Start of DATA EXCERPTS

PR #177, opened 2022-12-31
WIP (DO NOT MERGE): Switch away from relative mouse mode in menus

beholdnec:
In this branch, The Force Engine will switch away from relative mouse mode when opening the agent menu, the escape menu and the PDA. This makes the cursor acceleration and sensitivity behave identically to the operating system when a menu is active.

This branch is not suitable for merging. It has the following known issues:
- The OS cursor becomes visible in addition to the game cursor.
- Cursor might be positioned wrong in some screen configurations, such as widescreen.

I'll need guidance to solve these issues.


beholdnec:
This should be ready for testing now.

PR #205, opened 2023-01-27
RClassic_GPU: modelGPU refinements

### LINKED ISSUE #203: [Bug] Linux port, crash in Dark Tide 2
Hello

I'm experiencing crash in mod Dark Tide 2, after I pick the scuba dive and swim in the water. 

Mod is downloaded from DF-21, https://df-21.net/downloads/levels/dtide2/dtide2_modern.zip

Here is compressed save. Unzip it and put it in the save folder. 
[save007.tfe.zip](https://github.com/luciusDXL/TheForceEngine/files/10475604/save007.tfe.zip)
After it's loaded, turn right and swim up to the furthest wall, and then turn around. 

Here is the log (however the error was not saved):
[the_force_engine_log.txt](https://github.com/luciusDXL/TheForceEngine/files/10475610/the_force_engine_log.txt)

Here is the actual error shown in the console:
```
tfelnx: /home/user/ForceEngine/TheForceEngine-audio/TheForceEngine/TheForceEngine/TFE_Jedi/Renderer/RClassic_GPU/modelGPU.cpp:687: void TFE_Jedi::model_add(void*, JediModel*, Vec3f, fixed16_16*, f32, Vec2f, Vec2f, u32): Assertion `0' failed.
zsh: IOT instruction (core dumped)  ./tfelnx
```

Using linux port https://github.com/mlauss2/TheForceEngine/tree/linux3-audio-next

Anyone else with the same problem?

mlauss2:
This set of changes  does the following:
- remove the hardcoded object limit from the modelGPU rendering system (fixes #203), replaces it with dynamic allocation and freeing of objects.

Additionally, since I was staring at this code:
- static-ize all internally-used functions, which, at least with gcc, results in slightly smaller code.
- get rid of all but one of the containers for the model lists: replace the indices used with pointers to the objects themselves. 
- pack the state of the model building into a struct which is then passed around the user functions.

EDIT: reworded since more changes were added after the original commit.

### DIFF
--- a/TheForceEngine/TFE_Asset/modelAsset_jedi.cpp
+++ b/TheForceEngine/TFE_Asset/modelAsset_jedi.cpp
@@ -269,6 +269,10 @@ namespace TFE_Model_Jedi
 	{
 		// Memory will get freed with the memory region automatically.
 		s_models[pool].clear();
+		
+		// free the memory of each models' drawId object
+		std::for_each(s_modelList[pool].begin(), s_modelList[pool].end(),
+				[](JediModel *m){ if (m->drawId) free(m->drawId); });
 		s_modelList[pool].clear();
 		s_modelNames[pool].clear();
 	}
--- a/TheForceEngine/TFE_Asset/modelAsset_jedi.cpp
+++ b/TheForceEngine/TFE_Asset/modelAsset_jedi.cpp
@@ -348,7 +348,7 @@ namespace TFE_Model_Jedi
 		model->textureCount = 0;
 		model->textures = nullptr;
 		model->radius = 0;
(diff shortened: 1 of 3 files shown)


mlauss2:
Oh and there's also no perf impact: at 3440x1440, I get 5000fps with or without this.

luciusDXL (approved):
Seems fine, though I might tweak some aspects afterward.

mlauss2:
> Seems fine, though I might tweak some aspects afterward.

Oh thanks!  Yeah, I'll try to adapt to your codingstyle, but it's hard to change one's habits..

PR #206, opened 2023-01-29
Linux: update CMake

mlauss2:
- remove the "VERSION" tag, it's unused and always out of date anyway.
- Linux: raise minimum version requirements for RtAudio and RtMidi to the versions actually used during testing of the port.  No advantage in supporting outdated and untested versions.


luciusDXL (approved):
Thanks.

PR #622, opened 2026-07-10
Don't open the menu while escaping a cutscene.

ifeldshteyn:
This allows you to press Escape during a cutscene but not bring up the escape menu.


jerethk (approved):
All good.
(What is going on with your IDE? It made spurious changes to 15 lines - there has to be some setting you have turned on...)

ifeldshteyn:
> All good. (What is going on with your IDE? It made spurious changes to 15 lines - there has to be some setting you have turned on...)

Yeah there must be some weird setting I have yet to find. But I do agree with cleaning up the lines that have spurious spaces when they should be blank.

End of DATA EXCERPTS

• [AIM OF THE EXERCISE] Each record must be copied out exactly and in full.

• [OUTPUT BELOW]
PR #177, opened 2022-12-31
WIP (DO NOT MERGE): Switch away from relative mouse mode in menus

beholdnec:
In this branch, The Force Engine will switch away from relative mouse mode when opening the agent menu, the escape menu and the PDA. This makes the cursor acceleration and sensitivity behave identically to the operating system when a menu is active.

This branch is not suitable for merging. It has the following known issues:
- The OS cursor becomes visible in addition to the game cursor.
- Cursor might be positioned wrong in some screen configurations, such as widescreen.

I'll need guidance to solve these issues.


beholdnec:
This should be ready for testing now.

PR #205, opened 2023-01-27
RClassic_GPU: modelGPU refinements

### LINKED ISSUE #203: [Bug] Linux port, crash in Dark Tide 2
Hello

I'm experiencing crash in mod Dark Tide 2, after I pick the scuba dive and swim in the water. 

Mod is downloaded from DF-21, https://df-21.net/downloads/levels/dtide2/dtide2_modern.zip

Here is compressed save. Unzip it and put it in the save folder. 
[save007.tfe.zip](https://github.com/luciusDXL/TheForceEngine/files/10475604/save007.tfe.zip)
After it's loaded, turn right and swim up to the furthest wall, and then turn around. 

Here is the log (however the error was not saved):
[the_force_engine_log.txt](https://github.com/luciusDXL/TheForceEngine/files/10475610/the_force_engine_log.txt)

Here is the actual error shown in the console:
```
tfelnx: /home/user/ForceEngine/TheForceEngine-audio/TheForceEngine/TheForceEngine/TFE_Jedi/Renderer/RClassic_GPU/modelGPU.cpp:687: void TFE_Jedi::model_add(void*, JediModel*, Vec3f, fixed16_16*, f32, Vec2f, Vec2f, u32): Assertion `0' failed.
zsh: IOT instruction (core dumped)  ./tfelnx
```

Using linux port https://github.com/mlauss2/TheForceEngine/tree/linux3-audio-next

Anyone else with the same problem?

mlauss2:
This set of changes  does the following:
- remove the hardcoded object limit from the modelGPU rendering system (fixes #203), replaces it with dynamic allocation and freeing of objects.

Additionally, since I was staring at this code:
- static-ize all internally-used functions, which, at least with gcc, results in slightly smaller code.
- get rid of all but one of the containers for the model lists: replace the indices used with pointers to the objects themselves. 
- pack the state of the model building into a struct which is then passed around the user functions.

EDIT: reworded since more changes were added after the original commit.

### DIFF
--- a/TheForceEngine/TFE_Asset/modelAsset_jedi.cpp
+++ b/TheForceEngine/TFE_Asset/modelAsset_jedi.cpp
@@ -269,6 +269,10 @@ namespace TFE_Model_Jedi
 	{
 		// Memory will get freed with the memory region automatically.
 		s_models[pool].clear();
+		
+		// free the memory of each models' drawId object
+		std::for_each(s_modelList[pool].begin(), s_modelList[pool].end(),
+				[](JediModel *m){ if (m->drawId) free(m->drawId); });
 		s_modelList[pool].clear();
 		s_modelNames[pool].clear();
 	}
--- a/TheForceEngine/TFE_Asset/modelAsset_jedi.cpp
+++ b/TheForceEngine/TFE_Asset/modelAsset_jedi.cpp
@@ -348,7 +348,7 @@ namespace TFE_Model_Jedi
 		model->textureCount = 0;
 		model->textures = nullptr;
 		model->radius = 0;
(diff shortened: 1 of 3 files shown)


mlauss2:
Oh and there's also no perf impact: at 3440x1440, I get 5000fps with or without this.

luciusDXL (approved):
Seems fine, though I might tweak some aspects afterward.

mlauss2:
> Seems fine, though I might tweak some aspects afterward.

Oh thanks!  Yeah, I'll try to adapt to your codingstyle, but it's hard to change one's habits..

PR #206, opened 2023-01-29
Linux: update CMake

mlauss2:
- remove the "VERSION" tag, it's unused and always out of date anyway.
- Linux: raise minimum version requirements for RtAudio and RtMidi to the versions actually used during testing of the port.  No advantage in supporting outdated and untested versions.


luciusDXL (approved):
Thanks.

PR #622, opened 2026-07-10
Don't open the menu while escaping a cutscene.

ifeldshteyn:
This allows you to press Escape during a cutscene but not bring up the escape menu.


jerethk (approved):
All good.
(What is going on with your IDE? It made spurious changes to 15 lines - there has to be some setting you have turned on...)

ifeldshteyn:
> All good. (What is going on with your IDE? It made spurious changes to 15 lines - there has to be some setting you have turned on...)

Yeah there must be some weird setting I have yet to find. But I do agree with cleaning up the lines that have spurious spaces when they should be blank.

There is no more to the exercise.